**TO DO:** Nothing but the lines from the one with "src/worker/token.worker.ts" down to the one with "frederikprijck: Why do" should be returned, exactly and with both ends included, from the material below.

**GIVEN DATA:**
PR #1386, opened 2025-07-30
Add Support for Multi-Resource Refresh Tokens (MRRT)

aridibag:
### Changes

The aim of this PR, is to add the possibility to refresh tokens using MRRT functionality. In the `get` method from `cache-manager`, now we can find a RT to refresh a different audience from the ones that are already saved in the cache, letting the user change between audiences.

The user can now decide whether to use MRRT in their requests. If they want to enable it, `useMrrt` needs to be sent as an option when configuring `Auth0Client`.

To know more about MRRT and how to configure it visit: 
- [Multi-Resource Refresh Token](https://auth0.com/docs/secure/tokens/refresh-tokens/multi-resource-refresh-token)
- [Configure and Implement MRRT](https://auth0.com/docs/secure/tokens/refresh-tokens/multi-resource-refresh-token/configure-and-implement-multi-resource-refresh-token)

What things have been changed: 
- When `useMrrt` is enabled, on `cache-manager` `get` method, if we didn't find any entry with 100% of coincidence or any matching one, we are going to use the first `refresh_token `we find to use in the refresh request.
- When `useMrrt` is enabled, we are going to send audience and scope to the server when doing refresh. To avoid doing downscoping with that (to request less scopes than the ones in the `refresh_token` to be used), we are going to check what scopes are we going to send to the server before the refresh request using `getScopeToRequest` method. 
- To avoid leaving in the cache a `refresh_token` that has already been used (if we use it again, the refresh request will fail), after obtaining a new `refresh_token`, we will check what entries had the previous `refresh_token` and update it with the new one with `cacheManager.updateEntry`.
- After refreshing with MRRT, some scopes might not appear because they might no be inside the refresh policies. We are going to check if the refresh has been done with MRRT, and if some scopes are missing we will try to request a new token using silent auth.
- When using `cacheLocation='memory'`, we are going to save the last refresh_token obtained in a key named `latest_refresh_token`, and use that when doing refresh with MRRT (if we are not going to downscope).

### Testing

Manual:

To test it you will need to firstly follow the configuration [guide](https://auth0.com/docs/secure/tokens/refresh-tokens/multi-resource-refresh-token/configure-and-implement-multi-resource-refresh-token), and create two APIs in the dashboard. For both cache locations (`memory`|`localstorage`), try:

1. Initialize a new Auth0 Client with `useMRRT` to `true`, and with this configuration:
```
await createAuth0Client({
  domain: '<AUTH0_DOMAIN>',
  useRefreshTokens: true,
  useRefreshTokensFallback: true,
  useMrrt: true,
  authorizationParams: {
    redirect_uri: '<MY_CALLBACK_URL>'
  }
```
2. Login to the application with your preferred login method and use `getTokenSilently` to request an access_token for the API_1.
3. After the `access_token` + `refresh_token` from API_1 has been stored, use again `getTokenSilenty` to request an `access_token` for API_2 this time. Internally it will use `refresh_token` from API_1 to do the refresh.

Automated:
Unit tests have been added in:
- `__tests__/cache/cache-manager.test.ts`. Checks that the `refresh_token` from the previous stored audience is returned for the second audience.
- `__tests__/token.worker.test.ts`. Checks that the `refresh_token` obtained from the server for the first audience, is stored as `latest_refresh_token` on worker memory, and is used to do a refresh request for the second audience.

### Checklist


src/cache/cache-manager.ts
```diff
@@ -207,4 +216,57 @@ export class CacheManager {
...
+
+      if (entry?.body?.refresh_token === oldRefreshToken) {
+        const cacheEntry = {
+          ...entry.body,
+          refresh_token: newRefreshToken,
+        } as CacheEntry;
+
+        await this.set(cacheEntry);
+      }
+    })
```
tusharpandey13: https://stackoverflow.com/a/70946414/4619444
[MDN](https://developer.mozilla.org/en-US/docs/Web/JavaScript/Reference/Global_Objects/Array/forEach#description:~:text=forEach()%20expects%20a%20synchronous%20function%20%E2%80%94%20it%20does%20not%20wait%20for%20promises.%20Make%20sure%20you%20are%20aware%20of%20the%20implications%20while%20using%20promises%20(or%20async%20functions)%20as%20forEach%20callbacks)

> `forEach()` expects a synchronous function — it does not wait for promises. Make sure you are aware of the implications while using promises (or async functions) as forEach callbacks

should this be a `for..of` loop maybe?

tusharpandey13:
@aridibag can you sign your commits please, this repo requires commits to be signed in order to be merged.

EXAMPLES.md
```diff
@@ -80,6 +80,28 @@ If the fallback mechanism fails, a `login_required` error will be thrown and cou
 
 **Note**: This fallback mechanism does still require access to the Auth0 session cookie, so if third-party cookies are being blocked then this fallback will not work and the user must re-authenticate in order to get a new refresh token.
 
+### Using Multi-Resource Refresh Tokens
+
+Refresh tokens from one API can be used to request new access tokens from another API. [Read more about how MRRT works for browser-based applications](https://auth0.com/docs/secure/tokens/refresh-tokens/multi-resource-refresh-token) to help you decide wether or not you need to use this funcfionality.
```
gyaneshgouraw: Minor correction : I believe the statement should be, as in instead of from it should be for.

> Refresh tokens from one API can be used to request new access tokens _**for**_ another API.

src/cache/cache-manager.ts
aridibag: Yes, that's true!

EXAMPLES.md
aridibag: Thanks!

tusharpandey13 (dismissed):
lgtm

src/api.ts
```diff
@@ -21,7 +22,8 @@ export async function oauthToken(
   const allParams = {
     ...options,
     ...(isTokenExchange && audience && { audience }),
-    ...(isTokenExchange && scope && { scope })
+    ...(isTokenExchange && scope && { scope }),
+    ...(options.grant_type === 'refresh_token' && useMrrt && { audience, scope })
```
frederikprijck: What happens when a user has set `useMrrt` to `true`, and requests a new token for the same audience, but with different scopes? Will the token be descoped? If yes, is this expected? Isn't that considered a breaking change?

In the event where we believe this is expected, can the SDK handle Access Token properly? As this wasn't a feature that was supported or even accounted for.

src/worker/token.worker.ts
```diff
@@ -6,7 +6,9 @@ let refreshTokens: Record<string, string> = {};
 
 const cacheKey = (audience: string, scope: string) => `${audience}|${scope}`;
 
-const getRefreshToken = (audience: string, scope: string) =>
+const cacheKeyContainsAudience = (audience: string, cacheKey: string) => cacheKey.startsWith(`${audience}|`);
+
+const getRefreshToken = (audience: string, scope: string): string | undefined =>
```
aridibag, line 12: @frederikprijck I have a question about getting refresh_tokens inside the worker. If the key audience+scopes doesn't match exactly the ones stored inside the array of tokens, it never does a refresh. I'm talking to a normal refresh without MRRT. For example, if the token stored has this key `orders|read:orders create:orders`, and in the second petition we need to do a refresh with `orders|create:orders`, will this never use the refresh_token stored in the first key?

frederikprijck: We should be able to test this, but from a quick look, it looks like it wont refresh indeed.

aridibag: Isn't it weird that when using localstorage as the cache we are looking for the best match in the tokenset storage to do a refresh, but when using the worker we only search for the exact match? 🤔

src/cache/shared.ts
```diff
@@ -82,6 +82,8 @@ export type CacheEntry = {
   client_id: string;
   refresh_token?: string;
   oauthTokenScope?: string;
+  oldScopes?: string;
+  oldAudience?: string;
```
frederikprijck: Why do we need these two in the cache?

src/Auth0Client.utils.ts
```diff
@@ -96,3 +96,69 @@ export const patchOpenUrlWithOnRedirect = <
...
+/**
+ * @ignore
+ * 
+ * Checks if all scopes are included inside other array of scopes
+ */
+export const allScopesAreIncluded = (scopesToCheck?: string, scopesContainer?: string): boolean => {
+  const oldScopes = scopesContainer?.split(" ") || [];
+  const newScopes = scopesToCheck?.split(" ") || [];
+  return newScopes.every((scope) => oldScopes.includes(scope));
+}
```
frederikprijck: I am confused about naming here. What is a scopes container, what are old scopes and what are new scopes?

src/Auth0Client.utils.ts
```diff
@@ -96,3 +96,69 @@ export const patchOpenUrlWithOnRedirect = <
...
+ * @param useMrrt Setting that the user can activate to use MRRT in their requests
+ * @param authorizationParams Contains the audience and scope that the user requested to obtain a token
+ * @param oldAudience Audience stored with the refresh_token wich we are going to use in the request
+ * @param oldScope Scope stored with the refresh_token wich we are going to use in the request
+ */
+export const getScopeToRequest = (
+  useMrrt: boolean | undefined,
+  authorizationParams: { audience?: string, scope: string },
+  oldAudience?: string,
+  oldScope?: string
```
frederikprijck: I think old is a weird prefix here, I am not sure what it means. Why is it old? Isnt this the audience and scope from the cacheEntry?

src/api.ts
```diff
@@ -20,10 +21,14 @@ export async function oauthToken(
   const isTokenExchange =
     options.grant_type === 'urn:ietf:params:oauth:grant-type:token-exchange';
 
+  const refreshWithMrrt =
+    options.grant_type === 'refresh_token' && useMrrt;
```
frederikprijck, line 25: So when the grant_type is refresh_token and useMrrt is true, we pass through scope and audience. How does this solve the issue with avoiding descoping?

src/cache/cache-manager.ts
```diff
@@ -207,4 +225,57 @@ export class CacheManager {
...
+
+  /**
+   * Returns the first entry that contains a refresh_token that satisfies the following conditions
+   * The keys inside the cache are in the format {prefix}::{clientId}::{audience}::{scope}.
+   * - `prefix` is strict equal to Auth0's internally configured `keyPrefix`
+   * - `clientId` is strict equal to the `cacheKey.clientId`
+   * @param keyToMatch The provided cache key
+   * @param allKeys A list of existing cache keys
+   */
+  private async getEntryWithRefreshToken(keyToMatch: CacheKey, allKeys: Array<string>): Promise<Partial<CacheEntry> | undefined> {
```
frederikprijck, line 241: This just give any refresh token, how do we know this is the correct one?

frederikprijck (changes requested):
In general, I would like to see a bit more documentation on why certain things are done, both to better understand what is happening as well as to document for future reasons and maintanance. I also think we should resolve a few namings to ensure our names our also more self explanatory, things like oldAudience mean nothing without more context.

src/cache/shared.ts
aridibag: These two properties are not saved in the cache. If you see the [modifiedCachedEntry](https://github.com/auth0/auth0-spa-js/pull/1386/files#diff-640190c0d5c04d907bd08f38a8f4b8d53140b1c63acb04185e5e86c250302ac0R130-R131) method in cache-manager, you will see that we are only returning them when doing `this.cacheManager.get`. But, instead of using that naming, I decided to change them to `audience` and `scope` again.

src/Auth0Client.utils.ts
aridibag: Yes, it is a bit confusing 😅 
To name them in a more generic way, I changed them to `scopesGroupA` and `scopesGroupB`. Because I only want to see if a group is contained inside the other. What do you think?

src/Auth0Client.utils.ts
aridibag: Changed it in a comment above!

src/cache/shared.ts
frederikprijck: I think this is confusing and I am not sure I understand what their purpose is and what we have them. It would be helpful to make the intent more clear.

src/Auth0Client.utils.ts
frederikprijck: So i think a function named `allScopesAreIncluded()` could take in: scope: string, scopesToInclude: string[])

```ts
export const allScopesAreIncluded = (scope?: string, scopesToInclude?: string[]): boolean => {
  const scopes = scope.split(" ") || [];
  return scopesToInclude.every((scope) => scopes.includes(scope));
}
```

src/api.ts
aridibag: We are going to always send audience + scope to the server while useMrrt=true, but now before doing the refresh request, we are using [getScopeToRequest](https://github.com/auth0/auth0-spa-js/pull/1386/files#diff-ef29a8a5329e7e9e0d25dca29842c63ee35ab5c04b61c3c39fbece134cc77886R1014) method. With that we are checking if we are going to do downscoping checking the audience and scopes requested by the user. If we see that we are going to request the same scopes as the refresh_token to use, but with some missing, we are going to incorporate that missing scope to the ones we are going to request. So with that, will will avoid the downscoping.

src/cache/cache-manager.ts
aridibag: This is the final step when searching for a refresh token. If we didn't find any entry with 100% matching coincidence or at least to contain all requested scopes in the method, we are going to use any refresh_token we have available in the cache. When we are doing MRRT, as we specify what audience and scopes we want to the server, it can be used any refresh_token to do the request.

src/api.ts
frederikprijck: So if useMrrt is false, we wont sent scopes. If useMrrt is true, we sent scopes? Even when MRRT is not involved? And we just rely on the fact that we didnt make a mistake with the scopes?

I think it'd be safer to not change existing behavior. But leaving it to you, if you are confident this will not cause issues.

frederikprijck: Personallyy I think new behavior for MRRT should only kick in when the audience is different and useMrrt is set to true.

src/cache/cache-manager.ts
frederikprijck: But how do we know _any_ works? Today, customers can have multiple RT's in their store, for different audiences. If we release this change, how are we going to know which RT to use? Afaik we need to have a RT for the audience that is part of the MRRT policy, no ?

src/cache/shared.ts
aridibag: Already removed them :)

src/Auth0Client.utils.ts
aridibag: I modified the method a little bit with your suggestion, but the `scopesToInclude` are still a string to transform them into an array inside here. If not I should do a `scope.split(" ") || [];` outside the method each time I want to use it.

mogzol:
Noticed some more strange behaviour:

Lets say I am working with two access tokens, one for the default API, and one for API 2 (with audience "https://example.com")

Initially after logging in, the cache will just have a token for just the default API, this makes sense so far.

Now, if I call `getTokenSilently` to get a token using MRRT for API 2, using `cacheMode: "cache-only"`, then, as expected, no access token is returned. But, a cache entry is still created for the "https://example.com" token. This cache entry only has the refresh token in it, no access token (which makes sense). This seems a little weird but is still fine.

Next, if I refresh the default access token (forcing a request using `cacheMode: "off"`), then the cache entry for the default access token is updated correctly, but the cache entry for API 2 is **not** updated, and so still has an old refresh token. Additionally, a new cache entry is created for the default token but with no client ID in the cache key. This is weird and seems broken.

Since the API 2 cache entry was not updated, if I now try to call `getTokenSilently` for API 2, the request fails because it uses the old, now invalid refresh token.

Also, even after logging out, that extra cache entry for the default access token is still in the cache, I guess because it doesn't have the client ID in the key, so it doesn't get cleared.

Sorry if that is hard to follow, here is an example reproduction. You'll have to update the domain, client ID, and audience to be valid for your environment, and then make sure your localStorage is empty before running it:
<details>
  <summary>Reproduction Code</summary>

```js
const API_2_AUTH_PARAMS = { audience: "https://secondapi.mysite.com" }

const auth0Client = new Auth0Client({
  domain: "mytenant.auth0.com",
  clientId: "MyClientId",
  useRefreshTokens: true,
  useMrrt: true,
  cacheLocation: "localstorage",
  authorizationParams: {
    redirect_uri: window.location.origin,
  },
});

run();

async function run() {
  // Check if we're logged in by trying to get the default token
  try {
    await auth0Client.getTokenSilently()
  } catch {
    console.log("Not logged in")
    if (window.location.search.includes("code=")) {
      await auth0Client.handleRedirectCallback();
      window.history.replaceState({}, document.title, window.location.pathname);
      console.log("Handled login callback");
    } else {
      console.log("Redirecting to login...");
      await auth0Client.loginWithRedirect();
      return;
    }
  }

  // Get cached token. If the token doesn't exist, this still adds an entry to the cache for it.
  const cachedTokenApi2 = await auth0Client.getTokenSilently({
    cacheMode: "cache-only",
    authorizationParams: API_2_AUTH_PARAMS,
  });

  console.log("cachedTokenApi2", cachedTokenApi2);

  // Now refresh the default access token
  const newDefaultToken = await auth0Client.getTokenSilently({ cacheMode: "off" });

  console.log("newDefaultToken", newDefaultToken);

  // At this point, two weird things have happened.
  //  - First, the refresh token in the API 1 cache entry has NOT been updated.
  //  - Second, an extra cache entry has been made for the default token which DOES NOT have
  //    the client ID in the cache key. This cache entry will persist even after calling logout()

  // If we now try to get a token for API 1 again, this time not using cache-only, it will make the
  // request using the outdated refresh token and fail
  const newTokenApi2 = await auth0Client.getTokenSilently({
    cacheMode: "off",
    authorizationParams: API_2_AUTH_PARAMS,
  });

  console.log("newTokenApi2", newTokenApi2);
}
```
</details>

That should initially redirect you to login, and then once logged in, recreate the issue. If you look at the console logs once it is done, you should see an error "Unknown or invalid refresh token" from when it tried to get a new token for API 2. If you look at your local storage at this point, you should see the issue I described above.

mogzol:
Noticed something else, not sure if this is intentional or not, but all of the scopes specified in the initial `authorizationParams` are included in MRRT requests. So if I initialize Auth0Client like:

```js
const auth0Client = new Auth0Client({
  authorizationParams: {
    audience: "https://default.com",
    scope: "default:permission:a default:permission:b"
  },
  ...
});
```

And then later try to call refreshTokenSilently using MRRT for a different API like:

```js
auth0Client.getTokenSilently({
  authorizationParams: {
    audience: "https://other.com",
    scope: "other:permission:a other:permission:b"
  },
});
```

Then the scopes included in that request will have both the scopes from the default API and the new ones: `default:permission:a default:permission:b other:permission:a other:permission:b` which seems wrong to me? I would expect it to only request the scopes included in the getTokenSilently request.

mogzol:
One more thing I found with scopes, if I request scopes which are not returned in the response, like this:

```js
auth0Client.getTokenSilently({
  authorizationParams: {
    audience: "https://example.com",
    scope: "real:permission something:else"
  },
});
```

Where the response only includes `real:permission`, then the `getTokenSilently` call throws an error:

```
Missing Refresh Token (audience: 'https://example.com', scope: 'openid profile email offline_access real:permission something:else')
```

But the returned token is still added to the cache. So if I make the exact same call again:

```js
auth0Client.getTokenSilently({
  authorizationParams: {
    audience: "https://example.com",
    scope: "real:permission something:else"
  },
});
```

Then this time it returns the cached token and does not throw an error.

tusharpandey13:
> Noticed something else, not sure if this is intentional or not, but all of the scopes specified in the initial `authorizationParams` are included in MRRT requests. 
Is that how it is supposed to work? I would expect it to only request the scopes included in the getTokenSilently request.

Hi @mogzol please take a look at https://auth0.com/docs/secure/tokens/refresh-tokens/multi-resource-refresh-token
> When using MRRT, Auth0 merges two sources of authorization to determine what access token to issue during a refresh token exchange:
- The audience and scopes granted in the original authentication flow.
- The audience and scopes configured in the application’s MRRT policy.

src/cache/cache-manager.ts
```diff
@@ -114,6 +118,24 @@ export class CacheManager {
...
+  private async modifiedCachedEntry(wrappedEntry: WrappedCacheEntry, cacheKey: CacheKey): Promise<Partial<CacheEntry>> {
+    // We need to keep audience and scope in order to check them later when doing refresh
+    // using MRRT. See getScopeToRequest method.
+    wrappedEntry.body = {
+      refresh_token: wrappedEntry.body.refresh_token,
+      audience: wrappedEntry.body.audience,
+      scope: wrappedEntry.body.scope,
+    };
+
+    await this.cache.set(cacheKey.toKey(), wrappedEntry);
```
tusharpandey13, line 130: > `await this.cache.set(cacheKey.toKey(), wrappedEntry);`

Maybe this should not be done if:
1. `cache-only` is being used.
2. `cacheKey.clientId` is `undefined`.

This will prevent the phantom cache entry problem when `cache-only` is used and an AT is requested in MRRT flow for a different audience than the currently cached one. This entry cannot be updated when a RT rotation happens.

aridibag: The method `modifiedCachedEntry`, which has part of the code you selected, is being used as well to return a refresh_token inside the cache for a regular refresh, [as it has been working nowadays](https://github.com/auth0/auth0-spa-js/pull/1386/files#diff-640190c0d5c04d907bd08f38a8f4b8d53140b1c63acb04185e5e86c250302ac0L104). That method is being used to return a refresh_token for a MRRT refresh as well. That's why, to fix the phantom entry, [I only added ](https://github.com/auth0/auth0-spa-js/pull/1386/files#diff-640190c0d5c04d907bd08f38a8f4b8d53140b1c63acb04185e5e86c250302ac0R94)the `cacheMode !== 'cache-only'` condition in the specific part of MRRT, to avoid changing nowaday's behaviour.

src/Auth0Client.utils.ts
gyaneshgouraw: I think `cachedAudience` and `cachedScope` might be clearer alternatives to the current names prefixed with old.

**RESULT OF THIS TASK:**
src/worker/token.worker.ts
```diff
@@ -6,7 +6,9 @@ let refreshTokens: Record<string, string> = {};
 
 const cacheKey = (audience: string, scope: string) => `${audience}|${scope}`;
 
-const getRefreshToken = (audience: string, scope: string) =>
+const cacheKeyContainsAudience = (audience: string, cacheKey: string) => cacheKey.startsWith(`${audience}|`);
+
+const getRefreshToken = (audience: string, scope: string): string | undefined =>
```
aridibag, line 12: @frederikprijck I have a question about getting refresh_tokens inside the worker. If the key audience+scopes doesn't match exactly the ones stored inside the array of tokens, it never does a refresh. I'm talking to a normal refresh without MRRT. For example, if the token stored has this key `orders|read:orders create:orders`, and in the second petition we need to do a refresh with `orders|create:orders`, will this never use the refresh_token stored in the first key?

frederikprijck: We should be able to test this, but from a quick look, it looks like it wont refresh indeed.

aridibag: Isn't it weird that when using localstorage as the cache we are looking for the best match in the tokenset storage to do a refresh, but when using the worker we only search for the exact match? 🤔

src/cache/shared.ts
```diff
@@ -82,6 +82,8 @@ export type CacheEntry = {
   client_id: string;
   refresh_token?: string;
   oauthTokenScope?: string;
+  oldScopes?: string;
+  oldAudience?: string;
```
frederikprijck: Why do we need these two in the cache?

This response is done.